Donor–Acceptor Modulating of Ionic AIE Photosensitizers for Enhanced ROS Generation and NIR‐II Emission

Photosensitizers (PSs) with aggregation‐induced emission (AIE) characteristics are competitive candidates for bioimaging and therapeutic applications. However, their short emission wavelength and nonspecific organelle targeting hinder their therapeutic effectiveness. Herein, a donor–acceptor modulation approach is reported to construct a series of ionic AIE photosensitizers with enhanced photodynamic therapy (PDT) outcomes and fluorescent emission in the second near‐infrared (NIR‐II) window. By employing dithieno[3,2‐b:2′,3′‐d]pyrrole (DTP) and indolium (In) as the strong donor and acceptor, respectively, the compound DTP‐In exhibits a substantial redshift in absorption and fluorescent emission reach to NIR‐II region. The reduced energy gap between singlet and triplet states in DTP‐In also increases the reactive oxygen species (ROS) generation rate. Further, DTP‐In can self‐assemble in aqueous solutions, forming positively charged nanoaggregates, which are superior to conventional encapsulated nanoparticles in cellular uptake and mitochondrial targeting. Consequently, DTP‐In aggregates show efficient photodynamic ablation of 4T1 cancer cells and outstanding tumor theranostic in vivo under 660 nm laser irradiation. This work highlights the potential of molecular engineering of donor–acceptor AIE PSs with multiple functionalities, thereby facilitating the development of more effective strategies for cancer therapy.
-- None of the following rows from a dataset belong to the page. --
PR #3258, opened 2022-10-26
Migrate pirita / native executables feature from wasmer-private

fschutt:


fschutt:
Ideally this should be one single patch based on https://github.com/wasmerio/wasmer-private/pull/40 so that it can be applied / reverted later on.

lib/cli/src/commands/wasmer_create_exe_main.c
```diff
@@ -1,16 +1,24 @@
...
 
 #define own
 
-// TODO: make this define templated so that the Rust code can toggle it on/off
-#define WASI
 
-extern wasm_module_t* wasmer_object_module_new(wasm_store_t* store, const char* module_name) asm("wasmer_object_module_new");
+#define WASI
 
+#ifdef WASI_PIRITA
```
syrusakbary, line 14: Where `WASI_PIRITA` is being defined?

lib/cli/src/commands/create_exe.rs
```diff
@@ -427,27 +345,192 @@ impl CreateExe {
...
+                v.clone().canonicalize().unwrap_or(v.clone())
+            } else {
+                {
+                    let libwasmer_path = if target_triple
+                        .clone()
+                        .unwrap_or(Triple::host())
+                        .operating_system
+                        == wasmer_types::OperatingSystem::Windows
+                    {
+                        "lib/wasmer.lib"
```
syrusakbary, line 412: Could we test if create exe now works in windows? (since we now have the wasmer.lib file)

lib/c-api/Cargo.toml
```diff
@@ -39,6 +39,12 @@ thiserror = "1"
 typetag = { version = "0.1", optional = true }
 paste = "1.0"
 
+[dependencies.pirita]
+path = "../../../pirita/crates/pirita"
```
syrusakbary, line 43: What will happen if the directory is not found, since the dependency is optional... will it fail?

fschutt: Yes. We fixed that by just copy-pasting the entire pirita codebase into this repository.

It does compile when the /pirita is in the correct path, but I didn't want to inline the entire pirita repo in this commit. So that we have two commits at least: one with the diff of all the create-exe / create-obj / run-pirita changes and one with the /pirita repo.

I am still not sure how to solve the issue of not being able to depend on private repositories in CI.

fschutt: I've fixed this with a `ssh://` URL - it works locally but we need to look at how to integrate it in the CI via Deploy Keys / SSH keys

lib/wasi/src/runners/emscripten.rs
```diff
@@ -0,0 +1,118 @@
...
+    if !is_emscripten_module(module) {
+        return Err(anyhow!("Atom {name:?} is not an emscripten module"));
+    }
+
+    #[cfg(feature = "wasi")]
+    if wasmer_wasi::Wasi::has_wasi_imports(&module) {
+        return Err(anyhow!(
+            "Unsupported: atom {name:?} has both emscripten and WASI imports."
+        ));
+    }
```
syrusakbary, line 83: This should not be the case. A emscripten package can have wasi imports as well. We should delete this

lib/cli/src/commands/wasmer_deserialize_module.h
```diff
@@ -10,7 +10,7 @@ extern "C" {
 extern size_t WASMER_MODULE_LENGTH asm("WASMER_MODULE_LENGTH");
 extern char WASMER_MODULE_DATA asm("WASMER_MODULE_DATA");
 
-wasm_module_t* wasmer_object_module_new(wasm_store_t* store, const char* module_name) {
+wasm_module_t* wasmer_module_new(wasm_store_t* store, const char* wasm_name) {
```
syrusakbary, line 13: The `wasmer_module_new` is not very descriptive. I would add back the `object` on it, since I think is more clear

fschutt: Should I also rename `wasm_module_t` to `wasm_object_module_t`?

syrusakbary: `wasm_module_t` is still the same right? (meaning: the returned type is stil a wasm module) So... no need to change `wasm_module_t`

lib/wasi/Cargo.toml
```diff
@@ -28,6 +28,11 @@ bincode = { version = "1.3", optional = true }
 chrono = { version = "^0.4", default-features = false, features = [ "wasmbind", "std", "clock" ], optional = true }
 derivative = { version = "^2" }
 bytes = "1"
+webc = { version = "3.0.1", optional = true, default-features = false, features = ["std", "mmap"] }
+serde_cbor = { version = "0.11.2", optional = true }
+nuke-dir = { version = "0.1.0", optional = true }
```
syrusakbary, line 33: This dependency is not used anywhere

PR #3276, opened 2022-11-03
Remove unnecessary checks to test internet connection

fschutt:


syrusakbary (commented):
Can you also update the query to get the packages as we chatted in the morning?

PR #3283, opened 2022-11-07
Added Attach/Detach instance from a FunctionEnv (allow use of Instance from a function callback)

ptitSeb:
# Description
Allows the FunctionEnv to be attached/detached an instance. 
After it's created, simply use `env.attach_instance(&mut store, &instance)`. Only one instance can be attached. Use `detach_instance(&mut store)` to detach any instance attached. To get the attached instance, use `env.get_instance(&store)`, or, for a `FunctionEnvMut`, simply `env.get_instance()`. This allows the use of instance from a function Callback.

### DIFF
--- a/Cargo.toml
+++ b/Cargo.toml
@@ -251,6 +251,11 @@ path = "examples/metering.rs"
 required-features = ["cranelift"]
 
 [[example]]
+name = "metering-callback"
+path = "examples/metering_callback.rs"
+required-features = ["cranelift"]
+
+[[example]]
 name = "imports-exports"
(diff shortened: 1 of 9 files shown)


theduke:
My main concern with this is what I mentioned yesterday: we are essentially exposing hidden unsafety in the public API.

At least `attach_instance`, the instance getters etc would have to be marked as `unsafe fn`, because the caller must ensure that the Instance stays alive and is attached correctly.

But I had a different idea that I didn't consider yesterday, will discuss offline.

An aggregation induced emission photosensitizer, DTP‐In, is constructed with strong dithieno[3,2‐b:2′,3′‐d]pyrrole (DTP) donor and indolium (In) acceptor, achieving redshift in absorption and emission wavelength and enhanced reactive oxygen species (ROS) generation rate simultaneously. DTP‐In can self‐assemble into positively charged nanoaggregates in aqueous solutions and specifically target to the mitochondria, leading to enhanced photodynamic therapy effect under 660 nm laser irradiation.